ORALS

SESSION: ManufacturingMonPM2-R4 Precision / Ultraprecision Manufacturing	Mamalis International Symposium on Advanced Manufacturing of Advanced Materials and Structures with Sustainable Industrial Applications
Mon Nov, 5 2018 / Room: Sao Conrado (50/2nd)
Session Chairs: Tatsuo Sawada; Session Monitor: TBA

15:55: [ManufacturingMonPM209] Keynote
Faultless Steel Production and Manufacturing
Xenia Vourna¹ ; Evangelos Hristoforou¹ ; Athanasios G. Mamalis² ; ¹National TU of Athens, Athens, Greece; ²PC-NAE, Demokritos National Center for Scientific Research, Athens, Greece;
Paper Id: 294 [Abstract]

Faultless steel production and manufacturing (FASTEP) represents a new method and technology for surface and bulk stress distribution monitoring and rehabilitation in steels. The quality of the steel and corresponding products depends on the distribution and level of stresses in its volume and surface, since stress gradient is responsible for steel cracking generation & failure. The existing technology in stress monitoring concerns either surface stress distribution monitoring instruments with unacceptably high uncertainty, or point surface stress sensors, or surface and bulk laboratory techniques not able to operate in industrial environment. Therefore, a method to provide stress tensor distribution monitoring on the surface and in the bulk of steels would be the feedback system to not only monitor stresses but actually to achieve stress rehabilitation. FASTEP solution in achieving stress distribution monitoring in steel production, manufacturing and use, is related to a new method and technology, currently pending for patent, offering stress tensor distribution monitoring on the surface and the bulk of steels, steel welds and products based on them. The achieved uncertainty has been <1% for surface or bulk stress measurements, with speeds as high as 100/s per point of measurement, compared to ~10% uncertainty and speed of 1-10 s per point of the existing state of the art, thus opening a new era in diagnostics & therapeutics in steel industry. Such a technology can be the feedback system for automated stress rehabilitation (annihilation or strengthening) process in steel production and manufacturing, as well as in installed steel structures (end-user applications).
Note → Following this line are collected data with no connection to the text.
PR #5875, opened 2023-01-06
Add `cargo add` instruction to crate-sidebar

stephank:
This adds a `cargo add` instruction to the crate sidebar, with clipboard support:

Screenshot 2023-01-06 at 20 07 01

This came about after @beeb [made a good point](https://hachyderm.io/@beeb/109641418504476058) that copying a snippet from crates.io prevents typosquatting, and not having a snippet for `cargo add` is reason to avoid it.

### DIFF
--- a/app/components/crate-sidebar.js
+++ b/app/components/crate-sidebar.js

SESSION: ManufacturingWedAM-R4 Transport / Crashworthiness of Vehicles: Passive and Active Safety	Mamalis International Symposium on Advanced Manufacturing of Advanced Materials and Structures with Sustainable Industrial Applications
Wed Nov, 7 2018 / Room: Sao Conrado (50/2nd)
Session Chairs: Ryuichi Tomoshige; Session Monitor: TBA

12:35: [ManufacturingWedAM04]
Magnetic Permeability Measurement Device Based on Hall Effect
Spyridon Angelopoulos¹ ; Giorgios Banis¹ ; Xenia Vourna¹ ; Aphrodite Ktena² ; Panagiotis Tsarabaris¹ ; Evangelos Hristoforou¹ ; Athanasios G. Mamalis³ ; ¹National TU of Athens, Athens, Greece; ²TEI of Chalkida, Chalcis, Greece; ³PC-NAE, Demokritos National Center for Scientific Research, Athens, Greece;
Paper Id: 296 [Abstract]

A new, fully portable device is presented, which can be used to measure magnetic permeability and residual stress. The device is based on the use of a Hall sensor and a permanent magnet. The Hall sensor is placed at the edge of a yoke, and consists of two parallel ferromagnetic bars and a permanent magnet. As a result, its output voltage depends on the magnetic field that is produced by the magnet. If the yoke is placed near a ferromagnetic material under test, the Hall voltage output will change accordingly. The optimal placement of the Hall sensor was found through software simulations. The magnetic field measured by the Hall sensor can be correlated to the surface magnetic permeability and the residual stress tensor distribution of the ferromagnetic material under test. Calibration of the sensor was held, in order to provide accurate results. The constructed device includes the aforementioned sensing element, an Arduino-based microcontroller, an RF transmitter, a Bluetooth module, and a battery. The collected data is wirelessly transmitted to a receiving device, and consists of an Arduino-based microcontroller, an RF receiver, an LCD, and a battery. As a result, the output information can be viewed either on the dedicated device or on any other Bluetooth-compatible device (e.g. smartphone or tablet). The sensor is suitable for on-field measurements, as it is wireless, energy sufficient, robust, and conducts high-speed contactless measurements.